In 2021, however, the bureau did not make the NMF available and only released the final (postprocessed) tabulated statistics. Through an open letter (Dwork et al., 2021), a Freedom of Information Act (FOIA) request, and subsequent litigation (Phillips v. Census Bureau, 2022), dozens of scholars and data users urged the bureau to release the NMF, which allows one to understand and correct potential biases induced by the postprocessing procedure. Following these developments, in April 2023, the bureau released a demonstration NMF based on the 2010 Census data, and subsequently in June made available the NMF for the 2020 P.L.94-171 redistricting data.2 Furthermore, in May 2023, the bureau also published the 2020 Demographic and Housing Characteristics File (DHC) and plans to publish its NMF later this year.
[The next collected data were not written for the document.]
PR #6577, opened 2026-03-16
Adjust WebsocketManager check to avoid location usage

jpelgrom:
## Summary

Adjust how WebsocketManager checks whether to run to return early if conditions won't be met, instead of getting all possible info for all settings and only then returning. This should reduce the latest Android 16 QPR showing a 'blue location dot' because the app checks internal/external on screen on/off for the app, when there might not be a reason to do so.

Logs showed activity from ServerConnectionStateProviderImpl immediately after the WebsocketManager is started, which this change should avoid.

```
2026-03-16 12:53:59.678 31288-31324 WM-SystemJobScheduler   io.homeassistant.companion.android   D  Scheduling work ID 0a201fd2-49fd-42f3-ac73-c7211ab20a71Job ID 156605
2026-03-16 12:53:59.681 31288-31324 WM-GreedyScheduler      io.homeassistant.companion.android   D  Starting work for 0a201fd2-49fd-42f3-ac73-c7211ab20a71
2026-03-16 12:53:59.683 31288-31288 WM-SystemJobService     io.homeassistant.companion.android   D  onStartJob for WorkGenerationalId(workSpecId=0a201fd2-49fd-42f3-ac73-c7211ab20a71, generation=0)
2026-03-16 12:53:59.684 31288-31324 WM-Processor            io.homeassistant.companion.android   D  Processor: processing WorkGenerationalId(workSpecId=0a201fd2-49fd-42f3-ac73-c7211ab20a71, generation=0)
2026-03-16 12:53:59.684 31288-31324 WM-Processor            io.homeassistant.companion.android   D  Work WorkGenerationalId(workSpecId=0a201fd2-49fd-42f3-ac73-c7211ab20a71, generation=0) is already enqueued for processing
2026-03-16 12:53:59.687 31288-31288 WM-WorkerWrapper        io.homeassistant.companion.android   D  Starting work for io.homeassistant.companion.android.websocket.WebsocketManager
2026-03-16 12:53:59.693 31288-11554 ServerConn...oviderImpl io.homeassistant.companion.android   D  usesInternalSsid is: true, usesWifi is: true
2026-03-16 12:53:59.694 31288-31318 WM-WorkerWrapper        io.homeassistant.companion.android   I  Worker result SUCCESS for Work [ id=0a201fd2-49fd-42f3-ac73-c7211ab20a71, tags={ io.homeassistant.companion.android.websocket.WebsocketManager } ]
```

Includes a minor change for `!!` usage to handle null instead.

## Checklist

## Screenshots

n/a

n/a

### DIFF
--- a/app/src/test/kotlin/io/homeassistant/companion/android/websocket/WebsocketManagerTest.kt
+++ b/app/src/test/kotlin/io/homeassistant/companion/android/websocket/WebsocketManagerTest.kt
@@ -8,6 +8,7 @@ import androidx.core.app.NotificationCompat
 import androidx.work.ListenableWorker
 import androidx.work.testing.TestListenableWorkerBuilder
 import dagger.hilt.android.EntryPointAccessors
+import dagger.hilt.android.testing.HiltTestApplication
 import io.homeassistant.companion.android.common.data.servers.ServerManager
 import io.homeassistant.companion.android.database.server.Server
 import io.homeassistant.companion.android.database.settings.SensorUpdateFrequencySetting
@@ -31,8 +32,10 @@ import org.junit.Before
 import org.junit.Test
 import org.junit.runner.RunWith
 import org.robolectric.RobolectricTestRunner
+import org.robolectric.annotation.Config
 
 @RunWith(RobolectricTestRunner::class)
+@Config(application = HiltTestApplication::class)
 class WebsocketManagerTest {
 
     private val powerManager = mockk<PowerManager>()
@@ -74,7 +77,7 @@ class WebsocketManagerTest {
     }
 
     @Test
-    fun givenSettingNever_whenJobRuns_thenFinishesWithoutChecks() = runTest {
+    fun `Given setting NEVER when job runs then finishes without checks`() = runTest {
         mockSetting(WebsocketSetting.NEVER)
         val worker = TestListenableWorkerBuilder<WebsocketManager>(context).build()
         val result = worker.doWork()
@@ -96,7 +99,7 @@ class WebsocketManagerTest {
     }
 
     @Test
-    fun givenSettingAlways_whenJobRunsWithoutConnection_thenFinishesWithoutScreenNetworkChecks() = runTest {
+    fun `Given setting ALWAYS when job runs without connection then finishes without screen and network checks`() = runTest {
         mockSetting(WebsocketSetting.ALWAYS)
         every { context.hasActiveConnection() } returns false
 
@@ -115,7 +118,7 @@ class WebsocketManagerTest {
     }
 
     @Test
-    fun givenSettingAlways_whenJobRunsWithoutRegistration_thenFinishesWithoutScreenNetworkChecks() = runTest {
+    fun `Given setting ALWAYS when job runs without registration then finishes without screen and network checks`() = runTest {
         mockSetting(WebsocketSetting.ALWAYS)
         every { context.hasActiveConnection() } returns true
         coEvery { entryPoint.serverManager.isRegistered() } returns false
@@ -126,8 +129,10 @@ class WebsocketManagerTest {
         assertEquals(ListenableWorker.Result.success(), result)
 
         // Has checked setting
-        coVerify(exactly = 1) { entryPoint.dao.get(any()) }
-        coVerify(exactly = 1) { entryPoint.serverManager.isRegistered() }
+        coVerify(exactly = 1) {
+            entryPoint.dao.get(any())
+            entryPoint.serverManager.isRegistered()
+        }
 
         // Has not run other settings' checks
         verify(exactly = 0) { context.getSystemService(PowerManager::class.java) }
@@ -135,7 +140,7 @@ class WebsocketManagerTest {
     }
 
     @Test
-    fun givenSettingScreenOn_whenJobRunsWithScreenOff_thenFinishesWithoutOtherChecks() = runTest {
+    fun `Given setting SCREEN_ON when job runs with screen off then finishes without other checks`() = runTest {
         mockSetting(WebsocketSetting.SCREEN_ON)
         every { context.hasActiveConnection() } returns true
         coEvery { entryPoint.serverManager.isRegistered() } returns true
@@ -156,7 +161,7 @@ class WebsocketManagerTest {
     }
 
     @Test
-    fun givenSettingHomeWifi_whenJobRunsWithoutHomeWifi_thenFinishesWithoutOtherChecks() = runTest {
+    fun `Given setting HOME_WIFI when job runs without home Wi-Fi then finishes without other checks`() = runTest {
         mockSetting(WebsocketSetting.HOME_WIFI)
         every { context.hasActiveConnection() } returns true
         coEvery { entryPoint.serverManager.isRegistered() } returns true
@@ -168,8 +173,10 @@ class WebsocketManagerTest {
         assertEquals(ListenableWorker.Result.success(), result)
 
         // Has checked setting
-        coVerify(exactly = 1) { entryPoint.dao.get(any()) }
-        coVerify(exactly = 1) { entryPoint.serverManager.connectionStateProvider(any()).isInternal(any()) }
+        coVerify(exactly = 1) {
+            entryPoint.dao.get(any())
+            entryPoint.serverManager.connectionStateProvider(any()).isInternal(any())
+        }
 
         // Has not run other settings' checks or tried to run worker
         verify(exactly = 0) { context.getSystemService(PowerManager::class.java) }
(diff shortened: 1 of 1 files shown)


TimoPtr:
If this is the real fix, then I would like a test that verify that we are not calling isInternal in this scenarios, so if we refactor we don't break it again and a small comment.

jpelgrom:
> If this is the real fix, then I would like a test that verify that we are not calling isInternal in this scenarios, so if we refactor we don't break it again and a small comment.

It's not really a 'fix', just being more mindful of unnecessary location usage where it isn't expected or needed, which now stands out more 🔵. I'll try adding tests to make sure it isn't accidentally changed.

jpelgrom:
Testing WorkManager seems to require instrumentation tests. Useful to learn but more complicated than expected. Please let me know what you think, I tried to avoid refactoring the actual worker.

app/src/androidTest/kotlin/io/homeassistant/companion/android/websocket/WebsocketManagerTest.kt
```diff
@@ -0,0 +1,195 @@
...
+import io.mockk.spyk
+import io.mockk.verify
+import junit.framework.TestCase.assertEquals
+import kotlinx.coroutines.CancellationException
+import kotlinx.coroutines.test.runTest
+import org.junit.Before
+import org.junit.Test
+import org.junit.runner.RunWith
+
+@RunWith(AndroidJUnit4::class)
```
TimoPtr: Did you try with Robolectric?

app/src/androidTest/kotlin/io/homeassistant/companion/android/websocket/WebsocketManagerTest.kt
```diff
@@ -0,0 +1,195 @@
...
+        assertEquals(ListenableWorker.Result.success(), result)
+
+        // Has checked setting
+        coVerify(exactly = 1) { entryPoint.dao.get(any()) }
+
+        // Has not run other settings' checks
+        verify(exactly = 0) { context.hasActiveConnection() }
+        coVerify(exactly = 0) { entryPoint.serverManager.isRegistered() }
+        verify(exactly = 0) { context.getSystemService(Context.POWER_SERVICE) }
+        coVerify(exactly = 0) { entryPoint.serverManager.connectionStateProvider(any()) }
```
TimoPtr: Why not just having one verify and one coVerify?

app/src/androidTest/kotlin/io/homeassistant/companion/android/websocket/WebsocketManagerTest.kt
```diff
@@ -0,0 +1,195 @@
...
+    }
+
+    @Test
+    fun givenSettingNotNever_whenJobRunsWithoutConnection_thenFinishesWithoutScreenNetworkChecks() = runTest {
```
TimoPtr: Why not using Always in the name?

jpelgrom:
I tried Robolectric but it doesn't seem to like that with the worker. All examples and code from others I could find also do integration tests.

All logic is already in one private function in the worker which returns true/false, so could maybe be used, do you mean other adjustments or how would you test that?

TimoPtr:
> I tried Robolectric but it doesn't seem to like that with the worker. All examples and code from others I could find also do integration tests.
> 
> All logic is already in one private function in the worker which returns true/false, so could maybe be used, do you mean other adjustments or how would you test that?

I guess that's the issue you have is because some stuff are initialized in the constructor or within super. You could do it in 2 ways
- Try to mock all the context calls that fails when instantiating the worker from the test
- Simply move the logic into a private function out of the class and test that. (A bit ugly but easier)

app/src/androidTest/kotlin/io/homeassistant/companion/android/websocket/WebsocketManagerTest.kt
jpelgrom: Depending on whether or not I understood you correctly:
 - because I did not know about `verifyAll`, adjusted
 - because I want to test it finishes immediately with the setting is never and doesn't run _any_ of the other checks, so I need to check all other possible checks were not called and not just two

app/src/androidTest/kotlin/io/homeassistant/companion/android/websocket/WebsocketManagerTest.kt
jpelgrom: See https://github.com/home-assistant/android/pull/6577#issuecomment-4082037266 - after more trying managed to make it work with Robolectric, thanks for pushing me

app/src/androidTest/kotlin/io/homeassistant/companion/android/websocket/WebsocketManagerTest.kt
jpelgrom: Test name wasn't updated after changes, adjusted

app/src/androidTest/kotlin/io/homeassistant/companion/android/websocket/WebsocketManagerTest.kt
TimoPtr: I was simply mentioning that you can use only one verify and coverify blocks with multiple checks within it.

jpelgrom:
With more trying managed to adjust the tests, see the latest commit. Afterwards I rebased and force pushed to resolve a merge conflict before realizing I could have merged upstream into my branch instead, sorry.

app/src/test/kotlin/io/homeassistant/companion/android/websocket/WebsocketManagerTest.kt
```diff
@@ -0,0 +1,206 @@
...
+import io.mockk.verifyAll
+import junit.framework.TestCase.assertEquals
+import kotlinx.coroutines.CancellationException
+import kotlinx.coroutines.test.runTest
+import org.junit.Before
+import org.junit.Test
+import org.junit.runner.RunWith
+import org.robolectric.RobolectricTestRunner
+
+@RunWith(RobolectricTestRunner::class)
```
TimoPtr, line 37: You need to also set the HiltApplication class like we do in the other tests otherwise it triggers the Strict mode in tests since it uses HomeAssistantApplication that is not needed for the tests.

app/src/test/kotlin/io/homeassistant/companion/android/websocket/WebsocketManagerTest.kt
```diff
@@ -0,0 +1,206 @@
...
+    fun setup() {
+        mockkStatic(EntryPointAccessors::class)
+        every {
+            EntryPointAccessors.fromApplication(any(), WebsocketManager.WebsocketManagerEntryPoint::class.java)
+        } returns
+            entryPoint
+    }
+
+    @Test
+    fun givenSettingNever_whenJobRuns_thenFinishesWithoutChecks() = runTest {
```
TimoPtr: You can use proper sentences now that it is unit tests :)

app/src/test/kotlin/io/homeassistant/companion/android/websocket/WebsocketManagerTest.kt
```diff
@@ -0,0 +1,206 @@
...
+        coEvery { entryPoint.serverManager.isRegistered() } returns false
+
+        val worker = TestListenableWorkerBuilder<WebsocketManager>(context).build()
+        val result = worker.doWork()
+
+        assertEquals(ListenableWorker.Result.success(), result)
+
+        // Has checked setting
+        coVerify(exactly = 1) { entryPoint.dao.get(any()) }
+        coVerify(exactly = 1) { entryPoint.serverManager.isRegistered() }
```
TimoPtr: You can merge the two into only one coverify

app/src/androidTest/kotlin/io/homeassistant/companion/android/websocket/WebsocketManagerTest.kt
jpelgrom: Didn't know about that either and with another function existing named 'all' also didn't consider it... Changed it back to the more common `(co)verify`, thanks.

app/src/test/kotlin/io/homeassistant/companion/android/websocket/WebsocketManagerTest.kt
```diff
@@ -0,0 +1,206 @@
...
+        every { anyConstructed<NotificationCompat.Builder>().build() } returns mockk<Notification>()
+
+        val worker = spyk(TestListenableWorkerBuilder<WebsocketManager>(context).build())
+        coEvery { worker.setForeground(any()) } throws CancellationException() // Prevent worker from running
+        val result = worker.doWork()
+
+        assertEquals(ListenableWorker.Result.success(), result)
+
+        // Has checked setting
+        coVerify(exactly = 1) { entryPoint.dao.get(any()) }
```
TimoPtr: Same here you can merge the two coVerify exactly 1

We commend the Bureau’s decision to provide the NMF, which will help advance social science research, improve policy decisions, and further strengthen the DAS itself. But as the bureau’s own chief scientist recently wrote in a court filing, the NMF “in [its] native format would be practically unusable by anyone not intimately familiar with the minutiae of the [DAS] production code base” (Keller, 2023, p. 10). To maximize the benefits of the released NMF, therefore, we believe that the bureau must substantially improve the way in which the NMF is formatted and released (McCartan et al., 2023).
Below, we first explain several obstacles many end users are likely to face when accessing, processing, and using the released NMF for statistical analyses. We then provide recommendations for how the Census Bureau could release the NMF going forward in a manner and format that would address these issues.
After collecting census questionnaires from the U.S. population, the Census Bureau fills in missing responses using other data sources and imputation methods. The resulting confidential data set is called the Census Edited File (CEF), which has a row for every person in the United States. To convert the CEF into statistics that can be reported publicly, the DAS proceeds in two steps, as illustrated in Figure 1. The process described in this section is a simplification of the full workings of the DAS; further details may be found in Abowd et al. (2022).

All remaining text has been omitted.